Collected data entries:
PR #30, opened 2016-10-14
[JENKINS-37792] Per stage post build steps

rsandell:
@reviewbybees

### DIFF
--- a/src/main/groovy/org/jenkinsci/plugins/pipeline/modeldefinition/ast/ModelASTBuildConditionsContainer.groovy
+++ b/src/main/groovy/org/jenkinsci/plugins/pipeline/modeldefinition/ast/ModelASTBuildConditionsContainer.groovy
@@ -28,35 +28,57 @@ import groovy.transform.EqualsAndHashCode
 import groovy.transform.ToString
 import net.sf.json.JSONArray
 import net.sf.json.JSONObject
-import org.jenkinsci.plugins.pipeline.modeldefinition.model.BuildCondition
-import org.jenkinsci.plugins.pipeline.modeldefinition.model.Notifications
-import org.jenkinsci.plugins.pipeline.modeldefinition.model.PostBuild
-import org.jenkinsci.plugins.pipeline.modeldefinition.model.StepsBlock
 import org.jenkinsci.plugins.pipeline.modeldefinition.validator.ModelValidator
 
 /**
- * Represents a list of {@link BuildCondition} and {@link StepsBlock} pairs to be called, depending on whether the build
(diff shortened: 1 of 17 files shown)


abayer:
Yaaaay! =) Reviewing now!

rsandell:
I was planning to clean up all those `c.delegate = script ....` parts as well, but not sure if that should go into this PR or another one. This PR adds yet another one of those and I'm not a fan of redundant code :)

src/main/groovy/org/jenkinsci/plugins/pipeline/modeldefinition/ast/ModelASTBuildConditionsContainer.groovy
```diff
@@ -0,0 +1,84 @@
...
+        JSONArray a = new JSONArray()
+        conditions.each { c ->
+            a.add(c.toJSON())
+        }
+
+        return new JSONObject()
+                .accumulate("conditions", a)
+    }
+
+    protected void _validate(ModelValidator validator) {
```
abayer: I was going to ask why `_validate` and not just `super.validate(...)` calls, but I'm guessing this is to make sure it actually works right for each extension of the class?

abayer: Works for me.

src/test/java/org/jenkinsci/plugins/pipeline/modeldefinition/PostStageTest.java
```diff
@@ -0,0 +1,236 @@
...
+
+    @Test
+    public void failingNotifications() throws Exception {
+        expect(Result.FAILURE, "failingNotifications")
+                .logContains("hello", "Post stage", "farewell", "Error in stage post:", "I AM HERE STILL")
+                .logNotContains("world").go();
+    }
+
+
+    //Helper methods and builders, could possibly be moved to something more central for reuse
```
abayer: Ok, I change my mind, :bug: until this awesome stuff is moved to `AbstractModelDefTest`. =)

abayer:
Now to persuade you to go rewrite all the other tests to use this goodness later... =) :bee:

rsandell:
@reviewbybees done

marcusphi:
It seems this doesn't work all the way. 
The tests in this PR are too simplistic. If you would add a test of case as described in https://issues.jenkins.io/browse/JENKINS-57801 I think you would find that it fails.

PR #31, opened 2016-10-19
[JENKINS-39109] Add a configuration option for what label to use for docker agents

rsandell:
This adds a folder property and a global configuration where the administrator,
or someone configuring a folder, can specify what label expression to use with
a pipeline with `agent docker: "x"` and omitting the label.
The folder property can be specified on any folder in the hierarchy and the closest
parent to the run is consulted first and then up the tree, lastly the global configuration
is consulted for a value.
An extension point is also introduced with specified ordinals for the existing extensions
with ample room to spare in between in case something wants to jump in between.
Lastly a step that returns the value of the extension point that first returns a non null value.


rsandell:
@reviewbybees

abayer:
ping @stephenc @michaelneale in particular

rsandell:
I have a bit more motivation behind it in the ticket https://issues.jenkins-ci.org/browse/JENKINS-39109

src/main/java/org/jenkinsci/plugins/pipeline/modeldefinition/config/GlobalConfig.java
```diff
@@ -0,0 +1,78 @@
...
+import org.jenkinsci.Symbol;
+import org.kohsuke.stapler.DataBoundSetter;
+import org.kohsuke.stapler.StaplerRequest;
+
+/**
+ * The system config.
+ *
+ * For example the system level {@link DockerLabelProvider}.
+ */
+@Extension @Symbol("pmd")
```
abayer: :bug: `pmd` is already a thing, so I don't think we should be using it as a `Symbol`.

src/main/java/org/jenkinsci/plugins/pipeline/modeldefinition/config/FolderConfig.java
```diff
@@ -0,0 +1,112 @@
...
+    public String getDockerLabel() {
+        return dockerLabel;
+    }
+
+    @DataBoundSetter
+    public void setDockerLabel(String dockerLabel) {
+        this.dockerLabel = dockerLabel;
+    }
+
+    @Extension @Symbol("pmd")
```
abayer: See other `pmd` `Symbol` concern. =)

src/main/java/org/jenkinsci/plugins/pipeline/modeldefinition/config/GlobalConfig.java
rsandell: How about `pipeline-model`?

abayer:
Looks good other than the `Symbol` concern, but I want to see others' thoughts on the concept too.

src/main/java/org/jenkinsci/plugins/pipeline/modeldefinition/config/GlobalConfig.java
rsandell: Declarative inception ;) Using the word declarative in a declarative configuration that generates configuration for a declarative plugin.

abayer: Touché! Let's see if anyone else has naming suggestions, but given that, I guess `pipeline-model` may be the best bet.

stephenc:
So :bee: on the code... :ant: on us once again adding another plugin implementation of hierarchical configuration which really should be handled by core / a plugin (cc @HRMPW)

jglick:
Merge conflicts already? Life in the fast line here.

michaelneale:
Live fast or die trying? 

For extra points, see if you can have merge conflicts with yourself (working across machines). It's awesome.

stephenc:
Merge conflicts because bobby's changes were made on the pre-ast module split code base

abayer:
Tentative :bee: (i.e., assuming tests pass)

abayer:
re-:bee:ing 'cos I forgot the symbols too. =)

rsandell:
@reviewbybees done

PR #32, opened 2016-10-20
[FIXED JENKINS-38993] Add deterministic ordering of conditions.

abayer:
[JENKINS-38993](https://issues.jenkins-ci.org/browse/JENKINS-38993)
Ordering is:
* Always
* Changed
* Aborted/Failure/Success/Unstable

This is all done via ordinals.

### DIFF
--- a/pipeline-model-definition/src/main/java/org/jenkinsci/plugins/pipeline/modeldefinition/model/BuildCondition.java
+++ b/pipeline-model-definition/src/main/java/org/jenkinsci/plugins/pipeline/modeldefinition/model/BuildCondition.java
@@ -23,6 +23,7 @@
  */
 package org.jenkinsci.plugins.pipeline.modeldefinition.model;
 
+import hudson.ExtensionComponent;
 import hudson.ExtensionList;
 import hudson.ExtensionPoint;
 import org.jenkinsci.plugins.scriptsecurity.sandbox.whitelists.Whitelisted;
@@ -47,8 +48,6 @@ public abstract class BuildCondition implements Serializable, ExtensionPoint {
     @Whitelisted
     public abstract boolean meetsCondition(WorkflowRun r);
 
-    public abstract double getOrdinal();
-
     /**
      * All the registered {@link BuildCondition}s.
      */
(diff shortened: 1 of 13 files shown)


stephenc:
:bee:

pipeline-model-definition/src/main/java/org/jenkinsci/plugins/pipeline/modeldefinition/model/BuildCondition.java
```diff
@@ -43,13 +47,40 @@
     @Whitelisted
     public abstract boolean meetsCondition(WorkflowRun r);
 
+    public abstract double getOrdinal();
```
rsandell: Why not use the ordinal that `@Extension` already provides?

pipeline-model-definition/src/main/java/org/jenkinsci/plugins/pipeline/modeldefinition/model/BuildCondition.java
```diff
@@ -43,13 +47,40 @@
...
+
+        List<String> toSort = new ArrayList<>(conditionMethods.keySet());
+
+        Collections.sort(toSort, new Comparator<String>() {
+            @Override
+            public int compare(String c1, String c2) {
+                BuildCondition firstCondition = conditionMethods.get(c1);
+                BuildCondition secondCondition = conditionMethods.get(c2);
+
+                if (secondCondition == null) {
```
rsandell: :bug: if both are `null` you should return `0`.

pipeline-model-definition/src/main/java/org/jenkinsci/plugins/pipeline/modeldefinition/model/BuildCondition.java
abayer: ...good question. I straight-up didn't think about that.

pipeline-model-definition/src/main/java/org/jenkinsci/plugins/pipeline/modeldefinition/model/BuildCondition.java
abayer: Good point.

abayer:
@rsandell Thoughts now?

rsandell:
:bee:

PR #33, opened 2016-10-20
[FIXED JENKINS-39011] Error out at parse time when pipeline step is n…

abayer:
…ested.

[JENKINS-39011](https://issues.jenkins-ci.org/browse/JENKINS-39011)

We don't want to support nesting the pipeline step within other blocks
- until JENKINS-38152, we never noticed that this was actually
possible, since the parse-time validation just ignored any Jenkinsfile
without a root-level pipeline step, but with JENKINS-38152, we not
only do another parse round but need to grab the stages from the model
to attach to the run, so we hit an NPE when there's a pipeline step
nested under other blocks.

So - this will now catch when the pipeline step is nested within
another block and give an error message at parse-time, rather than
NPEing at runtime. There is a valid use case for wanting to wrap the
entire build in something like a timeout or timestamper, but we're
going to address that with JENKINS-37823.

### DIFF
--- a/pipeline-model-definition/src/main/groovy/org/jenkinsci/plugins/pipeline/modeldefinition/parser/ModelParser.groovy
+++ b/pipeline-model-definition/src/main/groovy/org/jenkinsci/plugins/pipeline/modeldefinition/parser/ModelParser.groovy
@@ -112,6 +112,19 @@ class ModelParser {
         }
     }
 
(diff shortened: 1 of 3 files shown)


stephenc:
:bee:

abayer:
ping @rsandell =)

rsandell:
:bee:

PR #34, opened 2016-10-21
A secret step

rsandell:
That can decrypt a string literal.
The Snippetizer page provides a way to encrypt a plain text string.

This can be considered a PoC for how I interpreted the examples of this step.

@reviewbybees 

The test case `worksInEnvironment` currently fails, I'm trying to figure out why. Somehow the descriptor is complaining that the parameter is of the wrong type when called from inside `environment {}`

### DIFF
--- a/pipeline-model-definition/src/main/java/org/jenkinsci/plugins/pipeline/modeldefinition/steps/SecretStep.java
+++ b/pipeline-model-definition/src/main/java/org/jenkinsci/plugins/pipeline/modeldefinition/steps/SecretStep.java
@@ -94,7 +94,7 @@ public class SecretStep extends AbstractStepImpl implements Serializable {
 
         @Override
         public Step newInstance(@CheckForNull StaplerRequest req, @Nonnull JSONObject formData) throws FormException {
-            if (req.findAncestor(Snippetizer.class) != null) {
+            if (req != null && req.findAncestor(Snippetizer.class) != null) {
                 String text = formData.optString("text");
                 if (text != null) {
                     try {
--- a/pipeline-model-definition/src/main/java/org/jenkinsci/plugins/pipeline/modeldefinition/steps/SecretStep.java
+++ b/pipeline-model-definition/src/main/java/org/jenkinsci/plugins/pipeline/modeldefinition/steps/SecretStep.java
@@ -1,0 +1,152 @@
+/*
+ * The MIT License
+ *
+ * Copyright (c) 2016, CloudBees, Inc.
+ *
+ * Permission is hereby granted, free of charge, to any person obtaining a copy
+ * of this software and associated documentation files (the "Software"), to deal
+ * in the Software without restriction, including without limitation the rights
+ * to use, copy, modify, merge, publish, distribute, sublicense, and/or sell
+ * copies of the Software, and to permit persons to whom the Software is
+ * furnished to do so, subject to the following conditions:
+ *
+ * The above copyright notice and this permission notice shall be included in
+ * all copies or substantial portions of the Software.
+ *
+ * THE SOFTWARE IS PROVIDED "AS IS", WITHOUT WARRANTY OF ANY KIND, EXPRESS OR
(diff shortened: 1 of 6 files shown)


pipeline-model-definition/src/main/java/org/jenkinsci/plugins/pipeline/modeldefinition/steps/SecretStep.java
```diff
@@ -0,0 +1,152 @@
...
+
+        @Nonnull
+        @Override
+        public String getDisplayName() {
+            return "Provide an encrypted secret that will be decrypted in runtime";
+        }
+
+        @Override
+        public Step newInstance(@CheckForNull StaplerRequest req, @Nonnull JSONObject formData) throws FormException {
+            if (req.findAncestor(Snippetizer.class) != null) {
```
jglick: Are you sure you do not just want to declare the parameter to be of type `Secret`? Would need a little work in `structs` but probably easy enough.

pipeline-model-definition/src/test/java/org/jenkinsci/plugins/pipeline/modeldefinition/steps/SecretStepTest.java
```diff
@@ -0,0 +1,106 @@
...
+        j.assertBuildStatusSuccess(j.waitForCompletion(build));
+        j.assertLogContains("FOO is " + plainText, build);
+    }
+
+    @Test
+    public void worksInEnvironment() throws Exception {
+        String plainText = "Bobby`s lil secret";
+        String script = "pipeline {\n" +
+                "    environment {\n" +
+                "        FOO = secret('"+encrypt(plainText)+"')\n" +
```
jglick: This is not being run as a regular `Step` in a `stage`, so I have no idea how this is implemented. Does not look like a bug in `SecretStep` per se.

abayer:
fwiw, I think `foo = "${secret('whatever')}"` would work. But we do need something better here. That said, I'm not sure if we actually want `secret` to be a `Step` and not just a method?

abayer:
Ok, found the problem - `PropertiesToMapTranslator.methodMissing(String, args)` was just passing `args` on untouched, but in every other place, I massage that to take the first element if it's a one-length array. So - fixed that, and fixed the `nonLiteralEnvironment` test accordingly. So - passes!

rsandell:
I guess we now need to figure out if this is what @kohsuke intended :)

pipeline-model-definition/src/main/java/org/jenkinsci/plugins/pipeline/modeldefinition/steps/SecretStep.java
```diff
@@ -0,0 +1,152 @@
...
+
+    public static final class StepExecutionImpl extends AbstractSynchronousNonBlockingStepExecution<String> {
+        private static final long serialVersionUID = 1L;
+
+        @Inject
+        private SecretStep step;
+
+        @Override
+        public String run() throws Exception {
+            return DescriptorImpl.decrypt(step.getText());
```
jglick: This will leave the plaintext in `program.dat`. Also it does nothing to prevent you from accidentally disclosing the secret in the log.

rsandell: Well the intention of this step as I understand it is to avoid having plain text secrets in your repo.
Whatever happens to it on the Jenkins master is of a lot lower concern. And afaiu the same this could be said about `withCredentials`.

rsandell:
@jglick Implementing credentials is a different task from this one

jglick:
> the same this could be said about `withCredentials`

No, that step both masks log occurrences, and keeps the secret encrypted in `program.dat`—check its test coverage.

> Implementing credentials is a different task from this one

My argument is that implementing Credentials is the only reasonable way to accomplish the goal here. You want to not merely load some passwords in Groovy, you want interoperability with the wide array of plugins which expect secrets to be passed in as a `credentialsId` argument, and would not accept a “raw” password.

rsandell:
So descision is that this approach is not feasable.

PR #51, opened 2016-11-10
[FIXED JENKINS-39631] Last step in failed stage has an error.

abayer:
[JENKINS-39631](https://issues.jenkins-ci.org/browse/JENKINS-39631)

cc @reviewbybees esp @vivek @svanoort @rsandell

### DIFF
--- a/pipeline-model-definition/src/main/resources/org/jenkinsci/plugins/pipeline/modeldefinition/ModelInterpreter.groovy
+++ b/pipeline-model-definition/src/main/resources/org/jenkinsci/plugins/pipeline/modeldefinition/ModelInterpreter.groovy
@@ -107,6 +107,7 @@ public class ModelInterpreter implements Serializable {
                                                                 } catch (Exception e) {
                                                                     script.echo "Error in stages execution: ${e.getMessage()}"
                                                                     script.getProperty("currentBuild").result = Result.FAILURE
+                                                                    Utils.attachErrorToStep(e)
                                                                     if (firstError == null) {
                                                                         firstError = e
                                                                     }
@@ -124,6 +125,7 @@ public class ModelInterpreter implements Serializable {
                                                                             } catch (Exception e) {
                                                                                 script.echo "Error in stage post: ${e.getMessage()}"
                                                                                 script.getProperty("currentBuild").result = Result.FAILURE
+                                                                                Utils.attachErrorToStep(e)
                                                                                 if (firstError == null) {
                                                                                     firstError = e
                                                                                 }
@@ -154,6 +156,7 @@ public class ModelInterpreter implements Serializable {
                                 } catch (Exception e) {
                                     script.echo "Error in postBuild execution: ${e.getMessage()}"
                                     script.getProperty("currentBuild").result = Result.FAILURE
+                                    Utils.attachErrorToStep(e)
                                     if (firstError == null) {
                                         firstError = e
                                     }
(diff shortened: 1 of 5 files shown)


i386:
🐛 from the users PoV we are now returning two steps for just the single step that they have defined in the Jenkinsfile. There should be a single failed step.

BTW I am using the [example on the ticket](https://issues.jenkins-ci.org/browse/JENKINS-39631).

jenkins-39463 1 2016-11-11 08-05-05

abayer:
@svanoort Yeah, that's why I changed it a few minutes before you reviewed to get rid of the superfluous `echo` that was causing the confusion, so that the last step in the `stage` is correctly the one that failed. See `BasicModelDefTest.allStagesExist` - it tests using `StatusAndTiming`.

vivek:
@abayer tested, LGTM 🐝

pipeline-model-definition/src/test/java/org/jenkinsci/plugins/pipeline/modeldefinition/PostStageTest.java
```diff
@@ -121,7 +121,7 @@ public void withAllLocalChanged() throws Exception {
     @Test
     public void failingNotifications() throws Exception {
         expect(Result.FAILURE, "failingNotifications")
-                .logContains("hello", "Post stage", "farewell", "Error in stage post:", "I AM HERE STILL")
+                .logContains("hello", "Post stage", "farewell", "I AM HERE STILL")
```
rsandell: This test doesn't really test that a failing notification is communicated any more.

abayer:
Updated on top of the refactoring of `ModelInterpreter` - @rsandell @svanoort @vivek Would appreciate reviews as soon as convenient. Thanks!

pipeline-model-definition/src/test/java/org/jenkinsci/plugins/pipeline/modeldefinition/PostStageTest.java
abayer: Yeah, but that test's gonna end up removed in a bit when #45 comes in anyway, so I just threw up my hands and moved on for now. =)

vivek:
@abayer No extra steps added if stage is first or second, however I notice if failed stage is the last one, there is extra step added to it.

```
pipeline {
    agent label:''
    stages {
        stage ('Build') {
            steps{
                sh 'echo "Building"'
            }
        }
        stage ('Test') {
            steps{
                sh 'echo "Testing"'
            }
        }
        stage ('Deploy') {
            steps{
                sh 'echo1 "Deploying"'
            }
        }
    }
}
```
See the image below, there is extra print step in Deploy stage. Its marked as error step but its a synthetic one added by declarative.

image

cc:@i386

abayer:
Ah, yeah, I forgot that post everything error message. I'll remove it
tomorrow.

vivek:
@abayer 👍

i386:
@abayer @vivek we don't want a synthetic step though?

pipeline-model-definition/src/test/java/org/jenkinsci/plugins/pipeline/modeldefinition/PostStageTest.java
rsandell: Not really, because this test PostStage, not post build

rsandell:
:bee:

abayer:
That last `echo` has been removed.

@svanoort Can you re-review, please?

pipeline-model-definition/src/main/resources/org/jenkinsci/plugins/pipeline/modeldefinition/ModelInterpreter.groovy
```diff
@@ -365,77 +380,74 @@ public class ModelInterpreter implements Serializable {
...
                     }
                 }
-            }
-        } catch (Exception e) {
-            script.echo "Error in notifications execution: ${e.getMessage()}"
-            script.getProperty("currentBuild").result = Result.FAILURE
-            if (firstError == null) {
-                firstError = e
+            } catch (Exception e) {
+                script.getProperty("currentBuild").result = Result.FAILURE
```
svanoort: Be really really cautious with doing this.  I don't see an error here but explicitly setting status can lead to some... odd behaviors.

michaelneale:
:bee:

vivek:
🐝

=== WORK INSTRUCTIONS ===
Return all lines from the entries that contain the string "CheckForNull".

=== SOLUTION TO THE EXERCISE ===
         public Step newInstance(@CheckForNull StaplerRequest req, @Nonnull JSONObject formData) throws FormException {
+        public Step newInstance(@CheckForNull StaplerRequest req, @Nonnull JSONObject formData) throws FormException {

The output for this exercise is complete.